[Test-driven] Implementing label_semantic_role with new API (#10757)

sidgoyal78 · web-flow · commit 87ff95d92828 · 2018-05-24T13:36:32.000-07:00
* Update label role implementation to use new API

* Try trainable embedding layer

* Fix feed order

* Add infer call
diff --git a/python/paddle/fluid/tests/book/high-level-api/CMakeLists.txt b/python/paddle/fluid/tests/book/high-level-api/CMakeLists.txt
@@ -10,5 +10,6 @@ add_subdirectory(fit_a_line)
 add_subdirectory(recognize_digits)
 add_subdirectory(image_classification)
 add_subdirectory(understand_sentiment)
+add_subdirectory(label_semantic_roles)
 add_subdirectory(word2vec)
 add_subdirectory(recommender_system)
diff --git a/python/paddle/fluid/tests/book/high-level-api/label_semantic_roles/CMakeLists.txt b/python/paddle/fluid/tests/book/high-level-api/label_semantic_roles/CMakeLists.txt
@@ -0,0 +1,7 @@
+file(GLOB TEST_OPS RELATIVE "${CMAKE_CURRENT_SOURCE_DIR}" "test_*.py")
+string(REPLACE ".py" "" TEST_OPS "${TEST_OPS}")
+
+# default test
+foreach(src ${TEST_OPS})
+    py_test(${src} SRCS ${src}.py)
+endforeach()
diff --git a/python/paddle/fluid/tests/book/high-level-api/label_semantic_roles/test_label_semantic_roles_newapi.py b/python/paddle/fluid/tests/book/high-level-api/label_semantic_roles/test_label_semantic_roles_newapi.py
@@ -16,21 +16,23 @@
 
 import paddle
 import paddle.fluid as fluid
-import numpy
+import numpy as np
 
 WORD_DICT, VERB_DICT, LABEL_DICT = paddle.dataset.conll05.get_dict()
 WORD_DICT_LEN = len(WORD_DICT)
 LABEL_DICT_LEN = len(LABEL_DICT)
 PRED_DICT_LEN = len(VERB_DICT)
 MARK_DICT_LEN = 2
+IS_SPARSE = True
+BATCH_SIZE = 10
+EMBEDDING_NAME = 'emb'
 
 
-def lstm_net(word, predicate, ctx_n2, ctx_n1, ctx_0, ctx_p1, ctx_p2, mark):
+def lstm_net():
     WORD_DIM = 32
     MARK_DIM = 5
     HIDDEN_DIM = 512
     DEPTH = 8
-    EMBEDDING_NAME = 'emb'
 
     # Data definitions
     word = fluid.layers.data(
@@ -69,8 +71,9 @@ def lstm_net(word, predicate, ctx_n2, ctx_n1, ctx_0, ctx_p1, ctx_p2, mark):
         fluid.layers.embedding(
             size=[WORD_DICT_LEN, WORD_DIM],
             input=x,
-            param_attr=fluid.ParamAttr(
-                name=EMBEDDING_NAME, trainable=False)) for x in word_input
+            param_attr=fluid.ParamAttr(name=EMBEDDING_NAME))

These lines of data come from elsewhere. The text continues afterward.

Issue #11067, opened 2021-11-18
Tax Reporting: For an existing stripe user Take stripe customer to pull out zip code from payment method


data-sync-user:
[stripe - existing] Take stripe customer to pull out zip code from payment method

* Need to identify a source to turn zip code into the state they’re in (open source & free csvs that will turn a zip code into a state)
* Update address (state/province, country) in stripe customer for all customers

┆Issue is synchronized with this [Jira Task](https://mozilla-hub.atlassian.net/browse/FXA-4221)

data-sync-user:
➤ Barry Chen commented:

Anna Sobiepanek  Where does this fit in?  Is this a one time script?  How should PayPal customers be handled?

data-sync-user:
➤ Anna Sobiepanek commented:

Barry Chen  the paypal customers will be handled in https://mozilla-hub.atlassian.net/browse/FXA-4220 ( https://mozilla-hub.atlassian.net/browse/FXA-4220|smart-link ). This is not a onetime script. The intent here is to loop through stripe paying customers get their postal/zip code from their CC and run that through the function developed in https://mozilla-hub.atlassian.net/browse/FXA-4225 ( https://mozilla-hub.atlassian.net/browse/FXA-4225|smart-link ) in order to get the location information and then update that user in stripe.

data-sync-user:
➤ Barry Chen commented:

Anna Sobiepanek Thanks.  I still don’t understand when we execute this.  What’s the use case that leads into the loop you mention?

data-sync-user:
➤ Barry Chen commented:

Some work in progress pushed to https://github.com/mozilla/fxa/tree/4221-stripe-city ( https://github.com/mozilla/fxa/tree/4221-stripe-city|smart-link ) 

Unassigning myself because I’ll be on PTO.

PR #11393, opened 2021-12-20
feat(subscriptions): set customer location w/ payment info

chenba:
Co-authored-by: Reino Muhl <reino.muhl@gmail.com>

Because:
 - we need to set the customers' state/province for tax purposes

This commit:
 - update a customer's address by looking up the state/province with the
   postal code and country from the payment method details

Closes: #11067


chenba:
@StaberindeZA since you are a co-author on the commit, please take a look to ensure that the code hasn't been edited in a way that misrepresents your ideas.

@biancadanforth you are probably the best person to review this at this time.

packages/fxa-auth-server/lib/payments/stripe.ts
```diff
@@ -2371,27 +2436,36 @@ export class StripeHelper {
       const paymentMethod = customer.invoice_settings
         .default_payment_method as Stripe.PaymentMethod;
       if (paymentMethod.card) {
-        ({ last4: lastFour, brand: cardType } = paymentMethod.card);
+        ({ last4: lastFour, brand: cardType, country } = paymentMethod.card);
       }
+      if (paymentMethod.billing_details.address)
```
biancadanforth, line 2441: Do we know `billing_details` is going to be defined? I.e. should we use the optional chain operator here?

packages/fxa-auth-server/lib/payments/stripe.ts
```diff
@@ -2354,15 +2409,25 @@ export class StripeHelper {
     };
   }
 
-  async extractCustomerDefaultPaymentDetails(uid: string) {
+  async extractCustomerDefaultPaymentDetails(
```
biancadanforth, line 2412: Hmm the split params depending on the caller for this helper is confusing. Since `setCustomerLocation` isn't used anywhere yet, perhaps it could take a `uid` instead of the `customer` as a param to avoid this?

I do like the pattern of giving back various pieces of info related to the payment method and having the caller destructure to get whatever it needs.

packages/fxa-auth-server/scripts/clean-up-old-ci-stripe-customers.js
```diff
@@ -65,6 +65,9 @@ async function init() {
   const config = require('../config').getProperties();
   const log = require('../lib/log')(config.log.level);
 
+  Container.set(AppConfig, config);
+  Container.set(AuthLogger, log);
```
biancadanforth, line 69: Glad you saw the comment in the Jira about how the GoogleMapsService assumes these two objects are already set on the container. Do we expect that service to be used in these various scripts?

packages/fxa-auth-server/test/local/payments/stripe.js
```diff
@@ -3824,13 +3879,23 @@ describe('StripeHelper', () => {
...
       });
+
+      it('does not fetch the customer when a customer is given as the argument', async () => {
+        const customer = deepCopy(mockCustomer);
+        sandbox.stub(stripeHelper, 'fetchCustomer').rejects();
+        await stripeHelper.extractCustomerDefaultPaymentDetails({
+          customer,
+        });
+        sinon.assert.notCalled(stripeHelper.fetchCustomer);
+      });
```
biancadanforth, line 3898: I'm hoping we can avoid this test if we change the param for `setCustomerLocation` to take in a `uid`.

biancadanforth (approved):
R+. Thanks Barry. I see [FXA-4223](https://mozilla-hub.atlassian.net/browse/FXA-4223) will handle actually calling this new method when we create a Stripe customer for new Stripe subscriptions.

I do make a suggestion about changing the function signature to take in a `uid` instead of a Stripe `customer` to avoid the split params for `extractCustomerDefaultPaymentDetails`.

packages/fxa-auth-server/lib/payments/stripe.ts
chenba: I anticipate the upcoming code will have a customer object, either from `stripe.customers.list` or a customer after a successful subscription.

We could simply have two functions.  The one that takes a uid would first fetch the customer then call the one that takes a customer.  What do you think?

packages/fxa-auth-server/lib/payments/stripe.ts
chenba: I don't remember seeing any warnings from the type checker while working on it.

packages/fxa-auth-server/scripts/clean-up-old-ci-stripe-customers.js
chenba: It doesn't matter if the geocoding feature is used in the scripts or not.  GoogleMapsService is now a dependency in StripeHelper, and those are GoogleMapsService's dependencies.

chenba:
Split the payment details function into two and rebased on latest main.  Will merge once CI is green.

packages/fxa-auth-server/lib/payments/stripe.ts
biancadanforth: Sure that works too. Yeah I haven't thought about exactly where it will be called but I agree with you we will probably already have the Stripe customer.

packages/fxa-auth-server/scripts/clean-up-old-ci-stripe-customers.js
biancadanforth: Ah so anywhere that uses StripeHelper also needs to set those objects in the container. I got it thanks for clarifying.

PR #11394, opened 2021-12-20
Train 221.1/.2/.3 -> main

LZoog:
This is a dot release containing two issues. **This is staying on staging for early testing before we tag 223 in two days which will also stay in staging until the new year.**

+        for x in word_input
+        #name=EMBEDDING_NAME, trainable=False)) for x in word_input
     ]
     emb_layers.append(predicate_embedding)

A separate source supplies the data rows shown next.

PR #11403, opened 2021-12-21
feat(auth-server): convert `subscriptionRenewalReminder`

### LINKED ISSUE #10227: [emails M4] Convert `subscriptionRenewalReminder`
Take `subscriptionRenewalReminder.html` and any needed partials and convert the template(s) over to the new emails stack. Also convert tests, add states to the state previewing solution, and ensure the template is localized. Make sure it builds properly and that the new email is sent locally by turning on the feature flag it sits behind.

┆Issue is synchronized with this [Jira Task](https://mozilla-hub.atlassian.net/browse/FXA-3893)

xlisachan:
Because:

This commit:

* Converts the `subscriptionRenewalReminder` subscription platform email to the new stack.

Closes #10227

## Checklist

## Screenshots (Optional)
Old template
Screen Shot 2021-12-21 at 10 00 12 AM

New template
Screen Shot 2021-12-21 at 9 59 58 AM

Added `subscriptionSupportContact` partial:
* `emails/partials/subscriptionSupportContact/en.ftl`
* `emails/partials/subscriptionSupportContact/index.mjml`
* `emails/partials/subscriptionSupportContact/index.txt`

Added `subscriptionUpdateBillingEnsure` partial:
* `emails/partials/subscriptionUpdateBillingEnsure/en.ftl`
* `emails/partials/subscriptionUpdateBillingEnsure/index.mjml`
* `emails/partials/subscriptionUpdateBillingEnsure/index.txt `

Revised `updateBilling` partial to `subscriptionUpdateBillingTry` to avoid confusion:
* `emails/partials/subscriptionUpdateBillingTry/en.ftl`
* `emails/partials/subscriptionUpdateBillingTry/index.mjml`
* `emails/partials/subscriptionUpdateBillingTry/index.txt`

Updated emails using `updateBilling` partial:
* `emails/templates/subscriptionPaymentFailed/index.mjml `
* `emails/templates/subscriptionPaymentFailed/index.mjml`

### DIFF
--- a/packages/fxa-auth-server/lib/senders/emails/partials/subscriptionUpdateBillingTry/index.mjml
+++ b/packages/fxa-auth-server/lib/senders/emails/partials/subscriptionUpdateBillingTry/index.mjml
@@ -5,7 +5,7 @@
 <mj-section>
   <mj-column>
     <mj-text css-class="text-body">
-      <span data-l10n-id="updateBilling">
+      <span data-l10n-id="subscriptionUpdateBillingTry">
         We’ll try your payment again over the next few days, but you may need to help us fix it by <a data-l10n-name="updateBillingUrl" href="<%- updateBillingUrl %>">updating your payment information</a>.
       </span>
     </mj-text>
--- a/packages/fxa-auth-server/lib/senders/emails/templates/subscriptionRenewalReminder/index.stories.ts
+++ b/packages/fxa-auth-server/lib/senders/emails/templates/subscriptionRenewalReminder/index.stories.ts
@@ -1,0 +1,26 @@
+/* This Source Code Form is subject to the terms of the Mozilla Public
+ * License, v. 2.0. If a copy of the MPL was not distributed with this
+ * file, You can obtain one at http://mozilla.org/MPL/2.0/. */
+
+import { Meta } from '@storybook/html';
+import { subplatStoryWithProps } from '../../storybook-email';
+
+export default {
+  title: 'SubPlat Emails/Templates/subscriptionRenewalReminder',
+} as Meta;
+
+const createStory = subplatStoryWithProps(
+  'subscriptionRenewalReminder',
+  'Sent when a user remind them to renew their subscription.',
+  {
+    productName: 'Firefox Fortress',
+    invoiceTotal: '$20.00',
+    planInterval: 'week',
+    planIntervalCount: '2',
+    reminderLength: '14',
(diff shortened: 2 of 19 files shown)


packages/fxa-auth-server/lib/senders/emails/partials/subscriptionUpdateBillingTry/index.mjml
```diff
@@ -5,7 +5,7 @@
 <mj-section>
   <mj-column>
     <mj-text css-class="text-body">
-      <span data-l10n-id="updateBilling">
+      <span data-l10n-id="subscriptionUpdateBillingTry">
```
LZoog, line 8: You may already know this, but changing the FTL string IDs can have some implications attached. I think it's fine here because Pontoon has strings in memory so if this is already been translated it shouldn't have to be retranslated, but if you ever need to change a string, we _have_ to update the ID with it.

packages/fxa-auth-server/lib/senders/emails/templates/subscriptionRenewalReminder/index.stories.ts
```diff
@@ -0,0 +1,26 @@
...
+import { Meta } from '@storybook/html';
+import { subplatStoryWithProps } from '../../storybook-email';
+
+export default {
+  title: 'SubPlat Emails/Templates/subscriptionRenewalReminder',
+} as Meta;
+
+const createStory = subplatStoryWithProps(
+  'subscriptionRenewalReminder',
+  'Sent when a user remind them to renew their subscription.',
```
LZoog, line 14: Reading the text, I think this is a reminder that it'll be automatically renewed. Maybe "Sent to remind a user of an upcoming automatic subscription renewal." Though, I'm curious when we do that, like if it's halfway through the billing cycle or what? Maybe the Stripe docs can tell us. If it's something we set through Stripe (probably need to ask the SubPlat team), we could say, "Sent to remind a user of an upcoming automatic subscription renewal X days out from charge, X being what is set in the Stripe dashboard." It's ok too if we want to specify what X is currently, but we could change that in the future 🤷‍♀️

LZoog (approved):
LGTM with one comment. 🙂

I think this is already noted, but if we don't already have "This is an automated email; if you received it in error, no action is required." in the confirmation needed doc for the subplat layout, can we add that? It's very strange that we have that message in the plaintext, but not in the HTML, and we don't state "You’re receiving this email because..." in the plaintext version. Maybe we figured they were sufficiently similar.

     emb_layers.append(mark_embedding)
@@ -116,21 +119,16 @@ def lstm_net(word, predicate, ctx_n2, ctx_n1, ctx_0, ctx_p1, ctx_p2, mark):
     return feature_out
 
 
-def inference_network():
-    predict = lstm_net(word, predicate, ctx_n2, ctx_n1, ctx_0, ctx_p1, ctx_p2,
-                       mark)
+def inference_program():
+    predict = lstm_net()
 
-    crf_decode = fluid.layers.crf_decoding(
-        input=feature_out, param_attr=fluid.ParamAttr(name='crfw'))
+    return predict
 
-    return crf_decode
 
-
-def train_network():
+def train_program():
     MIX_HIDDEN_LR = 1e-3
 
-    predict = lstm_net(word, predicate, ctx_n2, ctx_n1, ctx_0, ctx_p1, ctx_p2,
-                       mark)
+    predict = lstm_net()
     target = fluid.layers.data(
         name='target', shape=[1], dtype='int64', lod_level=1)
     crf_cost = fluid.layers.linear_chain_crf(
@@ -140,44 +138,66 @@ def train_network():
             name='crfw', learning_rate=MIX_HIDDEN_LR))

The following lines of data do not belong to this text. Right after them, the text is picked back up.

PR #11404, opened 2021-12-21
feat(auth-server): convert `subscriptionAccountReminderSecond`

xlisachan:
Because:

This commit:

* Converts the `subscriptionAccountReminderSecond` subscription platform email to the new stack.

Closes: #10911

## Checklist

## Screenshots (Optional)
Old template
Screen Shot 2021-12-21 at 10 27 23 AM

New template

     avg_cost = fluid.layers.mean(crf_cost)
 
-    return avg_cost
+    return [avg_cost]
 
 
-def train(use_cuda, save_path):
-    BATCH_SIZE = 128
-    EPOCH_NUM = 1
+def train(use_cuda, train_program, save_path):
+    place = fluid.CUDAPlace(0) if use_cuda else fluid.CPUPlace()
+    optimizer = fluid.optimizer.SGD(learning_rate=0.01)
 
-    train_reader = paddle.batch(
-        paddle.reader.shuffle(
-            paddle.dataset.conll05.train(), buf_size=8192),
-        batch_size=BATCH_SIZE)
-    test_reader = paddle.batch(
-        paddle.dataset.conll05.test(), batch_size=BATCH_SIZE)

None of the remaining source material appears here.